Kijk, dat vind ik nou weer jammer. Hier loopt dichter Rutte vast in zijn metafoor. Zie jij dat voor je dat mensen samen aan een vaasje gaan trekken? Als je in de metafoor blijft zou je kunnen zeggen dat de kruik, het vaasje, net zo lang te water gaat tot ze barst.

Dan trek je ook een les uit je metafoor. Dat je een keer moet stoppen met het verder fragiel maken van je vaasje. Dat je vaasje stuk gaat als je het nog verder belast.

 

Dichter Rutte is in werkelijkheid (ook al blijkt dat niet uit zijn advertentie) al tien jaar de hoogste baas van ons land. Hoofdverantwoordelijke van de vervazing van ons land. Juist hij heeft alle systemen zo op scherp gezet dat bij het minste of geringste hele porseleinkasten aan scherven gaan. Juist hij heeft de maximale efficiëntie geperst uit een systeem dat piept en kraakt.

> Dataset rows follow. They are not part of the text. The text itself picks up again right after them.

PR #378, opened 2024-08-01
fixes token fetch when account provided and bumps version

The-Funk:
### Fixed

MsalTokenProviders fail when getting silent parameters due to changes to a deprecated method in msal4j.

This PR replaces a usage of that deprecated method.

### DIFF
--- a/data/src/main/java/com/microsoft/azure/kusto/data/auth/MsalTokenProviderBase.java
+++ b/data/src/main/java/com/microsoft/azure/kusto/data/auth/MsalTokenProviderBase.java
@@ -93,7 +93,7 @@ public abstract class MsalTokenProviderBase extends CloudDependentTokenProviderB
                 authorityUrl = firstPartyAuthorityUrl;
             }
 
-            return SilentParameters.builder(scopes).account(account).authorityUrl(authorityUrl).build();
+            return SilentParameters.builder(scopes, account).authorityUrl(authorityUrl).build();
         }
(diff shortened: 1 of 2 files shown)


data/src/main/java/com/microsoft/azure/kusto/data/auth/MsalTokenProviderBase.java
```diff
@@ -93,7 +93,7 @@ SilentParameters getSilentParameters(Set<IAccount> accountSet) {
                 authorityUrl = firstPartyAuthorityUrl;
             }
 
-            return SilentParameters.builder(scopes).account(account).authorityUrl(authorityUrl).build();
+            return SilentParameters.builder(scopes, account).authorityUrl(authorityUrl).build();
```
ohadbitt, line 96: Please don’t leave it like that this is regression 
Actually account is relevant i think only for user auth
Prompt, azcli, device auth are the ones that should have this silent behaviour with account

The-Funk: @ohadbitt the line above is the fix.

When account is null, I'm not sure how to call the SilentParameters without using the deprecated method, so I left the line below that alone.

But the line you pointed out is not a regression, it is the fix replacing the deprecated SilentParameters.builder(scopes) method. This method no longer works as of azure-core >= 1.2.23

Tokens fail to download if you use azcli or service principal auth on version 5.1.1 due to this issue.

ohadbitt (commented):
acknowledged + looking good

Talebs antwoord op fragiliteit is antifragiliteit. Maak de systemen zo dat ze tegen een stootje kunnen; sterker nog, dat ze sterker worden van die stootjes. Zoals een getraind lichaam klappen kan opvangen. “Wat mij niet doodt, maakt mij sterker”, zei Nietsche. Antifragiliteit vraagt om redundantie (een zekere overdaad, zeker niet efficiënt) en om optionaliteit (zo opereren dat je altijd keuzemogelijkheden houdt).

Hoe mooi zou het zijn als de visionaire Rutte inderdaad zou koersen op een overheid die ruimschoots op zijn taak berekend is, optioneel en redundant. In plaats van de schraalhans-keukenmeester die hij totnutoe was.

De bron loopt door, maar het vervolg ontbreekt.